Cynda | 5279 comments I listened to the abridged version today: ISBN: 9781987139921. t is not listed in Goodreads. The audio is abridged to something just short of 3 hours. I listened to it at faster speed. Not fast enough.

The text has left me uncomfortable. How can the war experience and the wartime narratives of WWII be anything but uncomfortable.

I now know the reason for the popularization--if not the genesis-- of sayings such as:
There's a catch there somewhere.
There's always a catch.
What's the catch?

The fear and frustration people express when they say clauses like these always thicken the air.


message 33: by Sam (new)

Sam | 1132 comments My experience with the book was as a reread and in an unfortunate and rare circumstance, the reread was far less enjoyable than the first. I think it may be because the times are far different and many of the jokes seemed flat, having read them before, but I kept being troubled by the similarity of characters, the over the top exaggerations, and the repetitiveness. I am blaming this on me and not the book] sometimes it is better to leave things as you remember them.


message 34: by Cheryl Carroll (new)

Cheryl Carroll | 138 comments Rereading CATCH-22 is like rereading Slaughterhouse-Five, or the Children's Crusade. You know what jokes are coming. "So it goes" and "and so on" become flat. For me personally, it's the journey with Billy Pilgrim and Yossarian that I enjoy. Traumatic memories are often processed in pieces, broken up so that the psyche can handle the absurd reality. This non-linear, SoC writing style is seen in other major works, such as Toni Morrison's Beloved. It's not a literary style that many people are attracted to, and that's okay! All of the works that comprise what we call Classic Literature are meaningful, whether we *love* them all or not.


Cynda | 5279 comments That is very true Cheryl.

Here is what I notice about my reading practice as a Goodreads member: More difficult or complex books are best read earlier rather than later in the year. Later in the year, I have so much going on, including trying to finish up reading challenges.

Because I do want to read this book for its emotional processing, its healing, I plan to nominate this book for "Reread the Shelf" read in 2024. (I have 2023 already planned.)

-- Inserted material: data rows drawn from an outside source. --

PR #10017, opened 2025-10-27
Fixed Translation Issue On Selector Control

### LINKED ISSUE #10011: More translation points to consider?
@lloyddewit I hope you can continue to advise us and @MeSophie I hope you are ok to continue  leading the improvements in the translation system.  @berylwaswa I am pleased you remain involved and also guide others.

Image

This is a typical dialog.  

1a)  The right-click popup is not translated at all. 
1b)  There is another (simpler) in the receiver.  Also not translated.  
1c) In the Add button the down arrow gives another small menu, also not translated.  

Are these easy?  They are in most dialogs, so commonly seen.

Note at the bottom there is Store Summary - not translated.  That's another very common problem.  It is that we add controls and slightly change the text in many dialogs.  Sometimes, as here, it used to be translated - that's when it was `Save Summary`.  But the word Save was confusing, so we have changed it to Store? This is also on many dialogs.  I assume this is easy to fix and if fixed once, then it may detect (or not) the same label on each dialog, so will then be changed everywhere.

I wonder if we can handle this, in the future, by including a `Needs Translation `label to each issue, where it is relevant.  Then the actual fixes could be done in batches, by addressing all the new dialogs where there is a `Needs Translation `.  Maybe, once fixed the lebel is removed?

MeSophie:
Fixes #10011
@rdstern @Ag-Derek @berylwaswa I Fixed translation issue on selector control. Please have a look.

@lloyddewit Please I need your expertise here. The translation here is cut off for texts that are too long (I assume this is also the case for Russian, as the translation is often long for that language as well). I have tried to solve this problem with AI, but to no avail. I hope that, as you are more familiar with the project than I am, you will be able to help me solve this problem. Thank you.
image

### DIFF
--- a/instat/Translations.vb
+++ b/instat/Translations.vb
@@ -16,6 +16,7 @@
 Imports System.Data.SQLite
 Imports System.IO
 Imports System.Reflection
+Imports System.Windows.Forms
 
 Public Class Translations
 
@@ -28,6 +29,7 @@ Public Class Translations
     ''' <param name="clsControl">    The WinForm control to translate. </param>
     '''--------------------------------------------------------------------------------------------
     Public Shared Sub autoTranslate(clsControl As Control)
+        ' This helper intentionally only translates Forms (TranslateForm expects a Form)
         If IsNothing(TryCast(clsControl, Form)) Then
             Exit Sub
         End If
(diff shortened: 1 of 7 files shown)


berylwaswa (commented):
@Ag-Derek please check this out because on my side the selector control is not translated

lilyclements:
@MeSophie can you summarise the issues here as to why this stopped development? Is it worth closing this, and linking to it in an issue instead?

PR #10044, opened 2025-11-01
Refactored faceting logic in dlgPICSARainfall class

Rockjunior:
Streamlined the faceting logic by removing unused operators and consolidating facet parameters. This enhances code clarity and maintainability.

### DIFF
--- a/instat/dlgPICSARainfall.vb
+++ b/instat/dlgPICSARainfall.vb
@@ -1069,6 +1069,3 @@ Public Class dlgPICSARainfall
         openSdgLayerOptions(clsPointsFunc)
     End Sub
 End Class
-
-
-


lilyclements (commented):
Looks good! Only issue I'm finding is when "none" is selected. At the moment it runs `ggplot2::facet_wrap()`, but actually we want to run nothing. We want to remove that function entirely, rather than the parameter value.

Rockjunior:
> Looks good! Only issue I'm finding is when "none" is selected. At the moment it runs `ggplot2::facet_wrap()`, but actually we want to run nothing. We want to remove that function entirely, rather than the parameter value.

Fixed Now

lilyclements (dismissed):
@Rockjunior nice! Works well and looks good to me. Good stuff. 
@anastasia-mbithe I believe you were reviewing earlier. Are you happy or do you have any comments?

PR #10046, opened 2025-11-01
Fixed QC Rainfall - Issue if Month is not a factor

### LINKED ISSUE #10036: QC Rainfall - Issue if Month is not a factor
In the "Climatic > Check Data > QC Rainfall...", when Dry Month is checked, an Omit Months selector becomes visible. This works correctly when Month is a factor.

However, when Month is numeric, the grid in the sdg appears empty, which confused users during a workshop. They didn’t realise that Month must be a factor to populate the levels.

Image

**Expected Behaviour:**
If the Month column is numeric, the dialog should provide guidance explaining why no month levels appear.

**Suggested Fix**
When the Month variable is numeric, instead of showing an empty selector, display helper text such as:

"Month variable is numeric and has no month labels.
Convert Month to a factor (e.g., via Climatic > Dates > Use Date)."

Ag-Derek:
Fixes #10036 
I have added the display helper text which will display when the Month column is not a factor in the omit button of the QC rainfall dialog
@berylwaswa @lilyclements this is ready for review

### DIFF
--- a/instat/sdgSelectMonth.vb
+++ b/instat/sdgSelectMonth.vb
@@ -55,7 +55,8 @@ Public Class sdgSelectMonth
 
                 ' Show popup message instead
                 MsgBox(GetTranslation("Month variable is numeric and has no month labels." & vbCrLf &
-                                  "Convert Month to a factor (e.g., via Climatic > Dates > Use Date)."),
+                                  "Convert Month to a factor (e.g., via Climatic > Dates > Use Date)." & vbCrLf & vbCrLf &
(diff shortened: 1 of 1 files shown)


lilyclements (changes requested):
@Ag-Derek this is good, except it doesn't update. I put a numeric in, and view the sdg and get the warning. If I then put a factor in, it doesn't update the message.

image

Patowhiz:
@lilyclements I've approved the code, so you can merge once the functionality needed is implemented as expected.

PR #10055, opened 2025-11-03
Added a dataframe selector to the Import from EPICSA dialog

### LINKED ISSUE #10052: Add data frame selector into "Import from EPICSA"
In "Import from EPICSA", when the "Definitions" tab is imported, we want to have a data frame selector.

We just need `ucrDataFrame` -- the one that looks like this

Image

Then we need to amend the Save code slightly to attach it to the data frame selector (I think this is just the line

```r
        ucrSaveNAME.SetDataFrameSelector(ucrSelectorNAME.ucrAvailableDataFrames)
```

Emmanuel-Afrifa:
Fixes #10052
This PR is ready for review


Patowhiz (approved):
Code looks good. Very minimal business logic changes.

PR #10058, opened 2025-11-03
Improving PICSA Rainfall Graphs

### LINKED ISSUE #10045: Amendments to the PICSA Rainfall Dialog
We want to add in an optional new layer into our PICSA Rainfall dialog.

Can we have a checkbox that says "Include Status", and when checked, a receiver appears.

Then, the R code, when this is checked, is:

```r
+ ggplot2::geom_rug(
    data = dplyr::filter( <data frame name> , <variable in receiver > == TRUE),
    sides = "b",
    alpha = 0.8,
    linewidth = 1
  )
```

anastasia-mbithe:
Fixes #10045 
@lilyclements @rdstern @Patowhiz this is ready for testing

I have added the Include status option, as well as the second Y Varible receiver that adds geom_segment and another geom_points functions. 
The include status adds in geom_rug to the main function. Absence of the variables, removes the functions from the main function.

### DIFF
--- a/instat/dlgPICSARainfall.vb
+++ b/instat/dlgPICSARainfall.vb
@@ -1134,6 +1134,7 @@ Public Class dlgPICSARainfall
             clsEqualToOperator.AddParameter("left", ucrReceiverIncludeStatus.GetVariableNames, iPosition:=0, bIncludeArgumentName:=False)
             clsBaseOperator.AddParameter("geom_rug", clsRFunctionParameter:=clsGeomRugFunction, iPosition:=6)
         Else
+            clsEqualToOperator.RemoveParameterByName("left")
             clsBaseOperator.RemoveParameterByName("geom_rug")
         End If
     End Sub


lilyclements (approved):
@anastasia-mbithe really nicely done! Works very nicely. Only one small point in the TestOK, but looking great.

lilyclements:
@rdstern can you review?

lilyclements (approved):

anastasia-mbithe:
@lilyclements and @rdstern this is ready

rdstern:
@anastasia-mbithe and @lilyclements this is really great.  We must get it merged soon - though I still have a small only cosmetic suggestion!  Sorry! 

Here is the current dialog:

image

a) The checkbox currently says Include Status.  Could you change it to `Include Status Variable`.  
b) Then the label says Include Status (Optional).  We don't need Include twice, but for consistency I would like to repeat Variable twice instead!  So could you change it to just `Status Variable: `.  I have deleted the Optional, because once you have checked the Status checkbox it isn't optional!  (You can see it isn't optional, because Ok is disabled until I include it.  Good coding!

@N-thony please can you confirm you are still happy with the code.  You checked earlier.  Then we can merge as soon as these small changes are made.

Now some more general observations.  I note it works for the start of the rains, both ways round!  So you can start with the dry spells and the lines go down to the second.  Or start with the simple definition and add the dry spells.

I strongly suggest we also need to write this up.  There could be a general paper on the start, etc, but I suggest the implementation in R-Instat is also worth writing, with Anastasia a key author on that one.  That could become a really punchy conference paper at least.  Let me also bring David and Danny into the discussion.

instat/dlgPICSARainfall.vb
```diff
@@ -1068,4 +1127,26 @@ Public Class dlgPICSARainfall
     Private Sub toolStripMenuItemPointOption_Click(sender As Object, e As EventArgs) Handles toolStripMenuItemPointOption.Click
         openSdgLayerOptions(clsPointsFunc)
     End Sub
-End Class
\ No newline at end of file
+
+    Private Sub ucrChkIncludeStatus_ControlValueChanged(ucrChangedControl As ucrCore) Handles ucrChkIncludeStatus.ControlValueChanged
+        If ucrChkIncludeStatus.Checked Then
+            ucrReceiverIncludeStatus.SetMeAsReceiver()
+            clsEqualToOperator.AddParameter("left", ucrReceiverIncludeStatus.GetVariableNames, iPosition:=0, bIncludeArgumentName:=False)
```
N-thony: "left" is added but never removed when `ucrChkIncludeStatus` is unchecked, please remove it in the Else

N-thony (changes requested):
@anastasia-mbithe just a small comment

lilyclements:
> Though it was in the geom_rug so when geom_rug is removed, everything in it could be removed as well.

@anastasia-mbithe this is a good point, thanks for explaining. I think in this case it didn't need to be removed, but, no worries. I will merge since we have two approvals now

PR #10067, opened 2025-11-05
Adds sorting in alphabetical order on the selector control and support for using a data frame filter on the Climsoft import dialog

### LINKED ISSUE #9219: Add an option to order the variables in the selector alphabetically
In the App and Chatbot data, we quite often have a lot of variables (hundreds, sometimes thousands). These can often be placed in a seemingly random order because of the nature of the data. This then means that when we try to add variables from the selector into the receiver, it can take some time to find them. This is true even when creating our "selects".

@fagiothree has suggested having the option to order the variables in the selector alphabetically - perhaps on a right click, or to have a little arrow in the selector box, or both.

E.g., here, have "Order ascending" as an option, and "Order descending", or something?

image

@rdstern how does SPSS handle this? I have seen SPSS data sets with a large number of variables, so wasn't sure if they had an approach.

Is this something we could possibly add? I think it would make it a lot easier to use when we have so many variables to just select them.

Patowhiz:
Fixes #9219
@rdstern @jkmusyoka this is ready for review.


MeSophie:
image
@rdstern I made a PR #10017 but I'm still working on it because when I click on Lan button the right click menu items remain in french. I hope this change will made my task easier or not.

Patowhiz:
I've unintentionally implemented support for using a **data frame filter** on the **Climsoft import dialog** in this PR, so I've updated its title accordingly.

This PR now does the following:
* Adds sorting functionality on the selector.
* Enables the use of a data frame filter on the Climsoft import dialog.

@rdstern @jkmusyoka this is ready for review. Please note that this PR should be approved soon to avoid potential conflicts, as it includes changes to the selector.

To use the data frame filter:
1. Import the station metadata.
2. Apply a filter on the station metadata data frame.
3. Open the Climsoft import dialog and select the filtered data frame in the sub-dialog, as shown in the screenshot below.

jkmusyoka:
@Patowhiz I have re-tested and found that the data frame filter method works ok. I was able to first retrieve the station metadata, apply a filter and use the filter in the dialog to extract data for the the filtered stations.

I also tested the "sort alphabetically" and found that it works fine except that the list is unsorted with every selection of a station. It is therefore inefficient with selection of multiple stations one at a time. Is this something that can be improved?

Patowhiz:
@jkmusyoka thanks for testing this. The issue you have pointed above was due to the selector not caching the condition for reloading data when it comes to database variables.

I have now fixed the issue. Kindly retest and let me know if it's fixed.

PR #10273, opened 2026-03-19
Improvement to the Right Click Rename Column Dialog 

### LINKED ISSUE #10251: Improve the right-click to Rename Column dialog
@derekagorhom or @Ag-Derek this looks like one for you please.

I supply the data used recently for this dialog:

[cameroon rainfall stations.zip](https://github.com/user-attachments/files/25699598/cameroon.rainfall.stations.zip)

Note that this dialog us usually accessed via the column right-click as shown here:

Image

When Rename is chosen, here is the resulting dialog:

Image

I think it is the only right-click dialog where there are multiple radio buttons at the top.

Usually we use the default, as shown here, and that's fine.  But recently I have been switching the top buttons and then I am not happy with the next time I right-click, which may be in a different data frame.

I suggest the answer is that when using the right-click > Rename, please always go to this first top-radio button (the simplest use of the dialog).  And with the current data frame that corresponds to the right-click.

Note that you could alternatively return to this dialog, as the last one - using the toolbar.  Or it is on `Prepare > Data Frame > Rename Columns`.  I think they are fine, so don't change anything there.  They correctly remember the past, while the right-click to rename is now always starting with the current data frame, current column and simplest setting of the toolbar.

@berylwaswa please can you check when the changes are made for this issue.  There is a follow-up, so Derek, please do a "partially" on the pull request.  Once that is done I suggest the second option `Multiple` is very nice, but rather flaky.  It has a funny check of a name being empty that comes at the wrong time, and occasionally can crash.  I suggest it may be time to include use of gemini to examine the code.  But only after this first change is made.

Ag-Derek:
Fixes #10251

This implements the improvement to the column rename dialog which is located on the right click menus where we make sure the first options is always selected when the user uses the dialog from the Right click menus and this does not affect it when the users uses it from it other options. 
I used the survey dataset for the testing 
@rdstern @berylwaswa this is ready for review. 
Thanks 

- [x] Runs without errors  


rdstern (dismissed):
@Ag-Derek many thanks, that looks fine now.  I am approving.
Sorry @Patowhiz but another one that arose from our climatic work for you to check and hopefully merge.
It would be good for this to get into the forthcoming release.

instat/dlgName.vb
```diff
@@ -827,4 +829,16 @@ Public Class dlgName
             cmdAddkeyboard.Visible = ucrChkIncludeRegularExpressions.Checked
         End If
     End Sub
+
+    Private Sub ReopenDialog()
+        SetSingleOptionStatus(bDefaultToSingle)
+    End Sub
```
Patowhiz: Given that `ReopenDialog` is private, has a single line and is called once , you could simply call `SetSingleOptionStatus` inside `dlgName_Load` event and include a comment that explains why it needs to be called every time the dialog is reopened.

instat/ucrDataView.vb
```diff
@@ -272,6 +272,7 @@ Public Class ucrDataView
 
     Private Sub mnuColumnRename_Click(sender As Object, e As EventArgs) Handles mnuColumnRename.Click
         dlgName.SetCurrentColumn(GetFirstSelectedColumnName(), _grid.CurrentWorksheet.Name)
+        dlgName.bDefaultToSingle = True
```
Patowhiz, line 275: Instead of calling `dlgName.bDefaultToSingle = True` why not just make `SetSingleOptionStatus`  to be public, then call it here and in line 695 of `ucrDataView` and re-implement it as below?

```
Private Sub SetSingleOptionStatus()
         rdoSingle.Checked = True
End Sub
```

This means you won't need the `ReopenDialog `  method and `bDefaultToSingle ` property.
If you agree with this suggestion, you may want to the new function a more suggestive name.

Patowhiz (changes requested):
@Ag-Derek thanks for this. Just a few questions and comments below, then we can retest and merge.

instat/ucrDataView.vb
Ag-Derek: I think keeping this within the dlg Name file is more appropriate compared with making it public, if it were to be used by multiple dialogs then that would be the way to do it but since it is only one dialog i suggest we let it be private.

instat/dlgName.vb
Ag-Derek: I agree and i have made the change

instat/ucrDataView.vb
Patowhiz: @Ag-Derek what my comment above suggests is that you entirely remove the public property `bDefaultToSingle` and have the private function `SetSingleOptionStatus` to be public after re-implementing it as explained in the same comment. 

As I understand it, the only reason you added property `bDefaultToSingle` is to have it set to true by the right click menu toolstrips in the data viewer, so that they can set the single radio button to be in a checked status. Instead of having a method and property for this, you can just have a public method that sets the radio button directly before opening, given the default R code is to have the single radio button checked. 

That said, I understand the addition you have made of using properties and methods for this kind of set up follows the `dlgName.SetCurrentColumn` implementation pattern, which in my own opinion is not ideal, but is safer given how the whole dialog is implemented. So I'm approving.

Patowhiz (approved):

Patowhiz:
@rdstern I've approved this. Kindly test then we can merge.

rdstern (approved):
Thanks @Ag-Derek and @Patowhiz I am approving

Issue #10183, opened 2026-01-20
@rdstern and @lilyclements


rachelkg:
@rdstern and @lilyclements 

I have been using this dialog and notice that it treats the percentages differently from the Two-Way Frequencies dialog. When I use the Two-Way Frequencies dialog, I check the Row Percentages box I get each row totally 100%: 
<img width="433" height="471" alt="2026-01-19_12-06-51" src="https://github.com/user-attachments/assets/2440a681-720e-4fcd-87b3-109e0804fa45" />
<img width="253" height="317" alt="2026-01-19_12-06-10" src="https://github.com/user-attachments/assets/2e4726cb-c609-4d21-b5bc-0bda8ca84950" />

On the other hand, when I am in the Summarise two/three Variables dialog and set up what I think is the same table with the Row% radio button checked, I get all of the columns adding up to 100. 
<img width="484" height="478" alt="2026-01-19_12-07-44" src="https://github.com/user-attachments/assets/e76b3c7a-9d71-4c5b-8a38-a19fd9b1cc2e" />
<img width="297" height="340" alt="2026-01-19_12-10-06" src="https://github.com/user-attachments/assets/682f1a0a-6c97-411f-8647-f6c12e13bfa5" />

Equally, if I select the Col% radio button, I get rows of 100
<img width="254" height="339" alt="2026-01-19_12-11-10" src="https://github.com/user-attachments/assets/36cf5fad-92f1-4a93-86a4-a048b4cebb03" />

The receiver below the Percentages box fills automatically, and while I can select it I dont see to be able to change the contents of it. I was trying to as I wondered if I put the other variable in here I would get the outcome I expected. I found it strange that this was selectable but not changeable. 

Is this a mistake or am I misunderstanding? If I am filling the dialog wrong or misunderstanding this, feel free to ignore this. I just wanted to highlight it, in case it is an error?

_Originally posted by @rachelkg in https://github.com/IDEMSInternational/R-Instat/issues/10166#issuecomment-3769975159_

rdstern:
There is a lot to do here, but I hope it is all straightforward.  I suggest we might merge progressively (maybe 3 times) as we make the different improvements.  However, the dialog is worth it.  It is really important, both for work and for our teaching too.  So here is my list, with all but item 1 taken from the topics above.

[...]

PR #10288, opened 2026-04-13
More improvements to Two and Three Summaries dialog

Vitalis95:
Fixes partially #10183 
@rdstern , @lilyclements , @berylwaswa  The PR fixes the order of variable in 3-way tables


rdstern:
@Vitalis95 that's promising.  It worksg going down.  But it is odd going across?

image

Interestingly I changed the order of the factor levels in that fertgrp factor, to go from 0, and the table didn't change?

lilyclements:
@rdstern this is coming from `pivot_wider`, not in our stuff! How nice, I think. 

The solution is to use `names_expand = TRUE` as an additional argument in `pivot_wider`:

E.g., 

```
survey %>% pivot_wider(names_from = fertgrp, values_from = yield, names_expand = TRUE)
```

Vitalis95:
@rdstern , have a look at it and also update your databook

rdstern:
@Vitalis95 and @lilyclements That solves the order nicely.  But it now includes the NA level, even though there are no NAs in the data?

Of course that makes me realise that when there are NAs in any factor, then it would be nice to have an option to have that level, or exclude it.  Maybe that could be a general option?  Is that a @lilyclements question?

Interesting that the NA column is currently only for that factor?

Oh and my databook didn't need updating.

lilyclements:
@rdstern so `names_expand = TRUE` fixes the order, but also adds in all other levels. The issue here is we had a "bonus level" that is "NA".
I've amended the databook code to drop unused factor levels to bypass this. So, if you update your databook, it should hopefully now work

rdstern (approved):
@Vitalis95 and @lilyclements that looks great now.  I am approving, so we can merge with this change first.  Lily can you approve and merge?
@Vitalis95 I hope you are happy to continue with the Outer Margins option and also the addition of the percentages option for the 3-way?  If not, then to supervise one of the others?

lilyclements (approved):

message 36: by RJ - Slayer of Trolls (last edited Jan 22, 2023 09:32AM) (new) - rated it 5 stars

RJ - Slayer of Trolls (hawk5391yahoocom) | 943 comments I finally finished this one. It took me a long time to get through, not because I didn't like it but because I LOVED it. I took it nice and slow to absorb all the complexities of the very large cast of characters, the disjointed timeline of events, and especially Heller's terrific way with words, not exactly classical prose but very witty, especially the dialogue. Few books make me laugh out loud but this one did, several times. The humor was an important counterpoint to the horrors of war, which were foreshadowed in the early chapters but more fully explored later in the book.

As comments above mentioned, I agree that the treatment of women was poor (although not really out of step with the time in which it was written I suppose), although I suspect that much of it was by design. At the end, Yossarian wants to find and save the little girl who he believes is wandering lost through the city on her own; he chooses to save innocence rather than allow it to be destroyed. The same theme is touched on earlier in the narrative when the pilots are directed to bomb an innocent hillside village to create a landslide to slow troop movements.

It's a terrific book. I'm glad I read it and I know it will take me a while to process it fully. I think it's one of the rare books I could have started reading again right away after I finished it. My edition is the 50th Anniversary Edition, and there are a lot of "extras" that I am currently reading before I post my review, but I already know I will rate it 5 stars and the book will take its place on my Favorites shelf.